日本に凱旋した北米マーケットの大黒柱RAV4:池田直渡「週刊モータージャーナル」(6/6 ページ)
トヨタ自動車の新型RAV4は北米で屋台骨を支える最量販車種。無骨な方向に進化し、大型化して日本に戻ってきた。3種類の四輪駆動方式の違いと特徴はいかに。
だから筆者は、普通の人にはそういう不自然な部分が少ないDTCモデルを勧めたいのだが、一方でDTVモデルはタイヤの能力に余裕がある領域ではすこぶる優れた接地感を発揮し、気持ちよく走る。それも捨てがたい。技術の粋を凝らしてトルクで曲がるAWDを選んで、それをあんまり使うなというのも微妙な話だが、DTVの効果がハッキリ現れるような領域にわざわざ踏み込むのは、お勧めできない。よほど腕に自信があるならともかく、普通の人は日常域での味を楽しんだ方がいい。そしてそこにちゃんと技術の価値が現れている。

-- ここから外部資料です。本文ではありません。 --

PR #9895, opened 2021-07-01
fix(QSelect): prevent click propagation when showing as dialog #9887

pdanpdan:
#9887


rstoenescu:
Please add back the az-latn file :)

pdanpdan:
One of the .latn or .Latn should go.

Issue #9915, opened 2021-07-02
QInput textarea with trim


GitNomster:
**Describe the bug**
When i use trim in textarea, adding a space at the end of the text, then change position of cursor to any part of text, then typing - move cursor to the end. This problem is missing in text input type and textarea without trim.

**Codepen**
[https://codepen.io/gitnomster/pen/BaRNOLP](https://codepen.io/gitnomster/pen/BaRNOLP)

**To Reproduce**
Type something in input. Add space, then click on random position of text and then type any letter.

**Expected behavior**
Clear typing without jumping.

**Example**
![bug](https://user-images.githubusercontent.com/29253035/124245840-d0585200-db39-11eb-8b58-1443c1c4b617.gif)

**Platform (please complete the following information):**
Quasar Version: 1.15.21
@quasar/app Version: 2.2.10

Quasar mode:
  - [x] SPA
  - [x] PWA

Tested on:
  - [x] SPA
  - [x] PWA

OS: Win 10 x64
Browsers: Chrome 91.0.4472.124

rstoenescu:
Fix will be available in Quasar v1.15.22.

PR #9939, opened 2021-07-04
fix(QInput): restore caret position in textarea #9915

pdanpdan:
#9915


rstoenescu:
Please port to v2 too.

Issue #9980, opened 2021-07-06
QCard issue in samsung browser


ibrahim-developper:
**Describe the bug**
When open the web using my phone on google chrome the card is showing normal but when open the web on samsung chrome the card view have some issue.

**Codepen/jsFiddle/Codesandbox (required)**

`<q-card class="q-ma-lg" flat bordered>
      <q-item>
        <q-item-section avatar>
          <q-avatar>
            the image
          </q-avatar>
        </q-item-section>

        <q-item-section>
          <q-item-label>Title</q-item-label>
          <q-item-label caption> Subhead </q-item-label>
        </q-item-section>
      </q-item>

      <q-separator />
      <q-card-section horizontal>
        <q-card-section> text </q-card-section>
        <q-separator vertical />

        <q-card-section class="col-4">
          Lorem ipsum dolor sit amet, consectetur adipiscing elit.
        </q-card-section>
      </q-card-section>
    </q-card>`
this the same code from quasar.dev only i'm adding some margin 

**Screenshots**
<img src="https://user-images.githubusercontent.com/52491316/124565736-06077e80-de4b-11eb-8ce7-0148675dbadc.png" width=50% height=50%>

<img src="https://user-images.githubusercontent.com/52491316/124565914-36e7b380-de4b-11eb-8c71-53e2e2700e4d.png" width=50% height=50%>

**Platform (please complete the following information):**
Quasar Version:
@quasar/app Version:

Quasar mode:
  - [•] SPA
  - [ ] SSR
  - [ ] PWA
  - [ ] Electron
  - [ ] Cordova
  - [ ] Capacitor
  - [ ] BEX

Tested on:
  - [•] SPA
  - [ ] SSR
  - [ ] PWA
  - [ ] Electron
  - [ ] Cordova
  - [ ] Capacitor
  - [ ] BEX

OS:
Node: v14.15.4.
NPM: npm@6.14.10
Yarn:
Browsers: samsung internet Version 14.2.1.69
iOS:
Android: 9
Electron:

hawkeye64:
![1625591309234798014805874339914](https://user-images.githubusercontent.com/10262924/124640412-9beed980-de4a-11eb-87e5-0cdfef2ed2d9.jpg)
![16255913630742913573946949768053](https://user-images.githubusercontent.com/10262924/124640463-ad37e600-de4a-11eb-8382-630af5533a0f.jpg)

hawkeye64:
[...]

PR #9998, opened 2021-07-07
fix(ui): QCard issue in samsung browser (#9980)

hawkeye64:
This also applies to Opera Mobile


hawkeye64:
This is the only instance I found of `:not` using Selectors Level 4. I changed it to use Selectors Level 3.
https://www.caniuse.com/?search=%3Anot

PR #10022, opened 2021-07-09
fix(mask): don't use computed to detect if mask should be used because they are updated too late #10031

pdanpdan:
#10031


codenamezjames:
Any update on this one? I had to down grade my quasar version :(

tequila99:
> Any update on this one? I had to down grade my quasar version :(

I have the same question :(

Issue #10127, opened 2021-07-20
QSelect input now fails WCAG 2.0 A standards


wreality:
**Describe the bug**
The changes introduced by #9983 cause QSelects to actively fail WCAG 2.0 A checks in axe-core now.  Admittedly, the change is more accessible, but now fails standards checks whereas before it was less accessible but passed the check. :-)  

The specific violations:
 - Ensures ARIA attributes are allowed for an element's role: ARIA attribute is not allowed: aria-multiselectable="false"
   - Likely Remedy: `aria-multiselectable` belongs on the element with `role="listbox"`
 - aria-labelledby or aria-label attribute does not exist, references elements that do not exist or references elements that are empty
   - Likely Remedy: Should add `aria-label` similar to how QInput behaves.
 - Invalid ARIA attribute value: aria-activedescendant="f_a1004b26-2180-4fad-8186-a3b48c387fe1_-1"
   - Likely Remedy: `aria-activedescendant` must be a descendant of the element **or in the `aria-owns` comma-separated list**.  The current implementation puts the element with `role="listbox"` in the `aria-owns` attr rather than the individual elements that have `role="option"`.  Use comma-separated list of `role="option"` items in the `aria-owns` attribute. (This one is silly, the implementation here is cleaner, but [this is what the spec](https://developer.mozilla.org/en-US/docs/Web/Accessibility/ARIA/Roles/listbox_role) says)

**Codepen/jsFiddle/Codesandbox (required)**
Codepen doesn't really describe the problem.  The described violations occur when running [Axe devtools](https://www.deque.com/axe/) on [quasar.dev](https://v1.quasar.dev/vue-components/select#overview). 

**Expected behavior**
No accessibility violations.

**Platform (please complete the following information):**
Quasar Version: 1.15.23

pdanpdan:
`aria-multiselectable`: agree
`aria-label`: agree, forgot about it

`aria-activedescendant`: I can't make heads or tails of it because of these examples:
- https://www.digitala11y.com/aria-activedescendant-properties/
- https://www.digitala11y.com/aria-owns-properties/
- https://www.digitala11y.com/aria-expanded-state/
- https://www.digitala11y.com/aria-autocomplete-properties/

Also the examples do not seem to agree on the position of the `aria-expanded` attr.
But I'm not going to add a list of all option ids to `aria-owns` no matter what that checker sais :)

I'll make a test build this evening and ask you to test.

pdanpdan:
[...]

PR #10157, opened 2021-07-21
feat(QSelect): more improvements for a11y #10127

pdanpdan:
#10127


bou2you:
Looking forward to this fix!

PR #10140, opened 2021-07-20
feat(docs): new SVG Icon Explorer

hawkeye64:

PR #10173, opened 2021-07-23
Revert "feat(docs): new SVG Icon Explorer"

hawkeye64:
Reverts quasarframework/quasar#10140
- Adds too much MB to vendor file


yusufkandemir:
@hawkeye64 Instead of:
```js
importedIcons.value = Object.freeze(require('@quasar/extras/' + val.value + '/index.js'))
```
we could do
```js
importedIcons.value = await import(
  /* webpackPreload: true */
  `@quasar/extras/${val.value}/index.js`
)
```
which imports the module asynchronously thus creating different chunk(s) which means no impact on the vendor chunk, because of `import()`. It also adds a [preload](https://web.dev/preload-critical-assets/) hint because of [`webpackPreload: true`](https://webpack.js.org/guides/code-splitting/#prefetchingpreloading-modules), which means that these modules will be preloaded since they can be needed at any time when the user is on the SVG icon explorer page(_since the user can trigger a module import when interacting with the dropdown_), which will increase the performance.

Also, AFAIK we should use [`shallowRef`](https://v3.vuejs.org/api/refs-api.html#shallowref) instead of using a `ref` and dealing with `Object.freeze()`, and if I am not mistaken `shallowRef` will be even better compared to `Object.freeze()`, both in terms of code simplicity and performance.

So, if you ever have time to play around with the proposed solution and verify it works and performs better, I guess we can add this great feature back, and avoid wasting your previous efforts 🙃

hawkeye64:
@yusufkandemir Even after those changes, the vendor file is still near 12mb (11972kb). The original is 717 kb

image

hawkeye64:
Even tried this, but no chunk created.

```js
      import(
        /* webpackChunkName: "svg-explorer" */
        /* webpackMode: "lazy" */
        '@quasar/extras/' + val.value + '/index.js'
      ).then(svgFile => {
        importedIcons.value = markRaw(svgFile)
      })
```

RAV4の特筆すべき点は、穴に一輪を落とした状態から、どのモデルであっても普通に脱出できることだ。四輪駆動の宿命として、どこか一輪が浮いてしまうと、駆動力が逃げてしまい、残る三輪がしっかりグリップしていても脱出できなくなる。もっとハードなクロスカントリーモデルならデフロックを装備していて脱出が可能なのだが、普通の生活四駆はそこで身動きが取れなくなる。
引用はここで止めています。